What to do: Write the data out verbatim.

Exercise data:
>>>>>

PR #8642, opened 2019-01-17
add output.futureEmitAssets

sokra:
add a new version of emitting assets which allows to free memory of Sources with the trade-off of disallowing reading asset content after emitting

<<<<<

Task result:
PR #8642, opened 2019-01-17
add output.futureEmitAssets

sokra:
add a new version of emitting assets which allows to free memory of Sources with the trade-off of disallowing reading asset content after emitting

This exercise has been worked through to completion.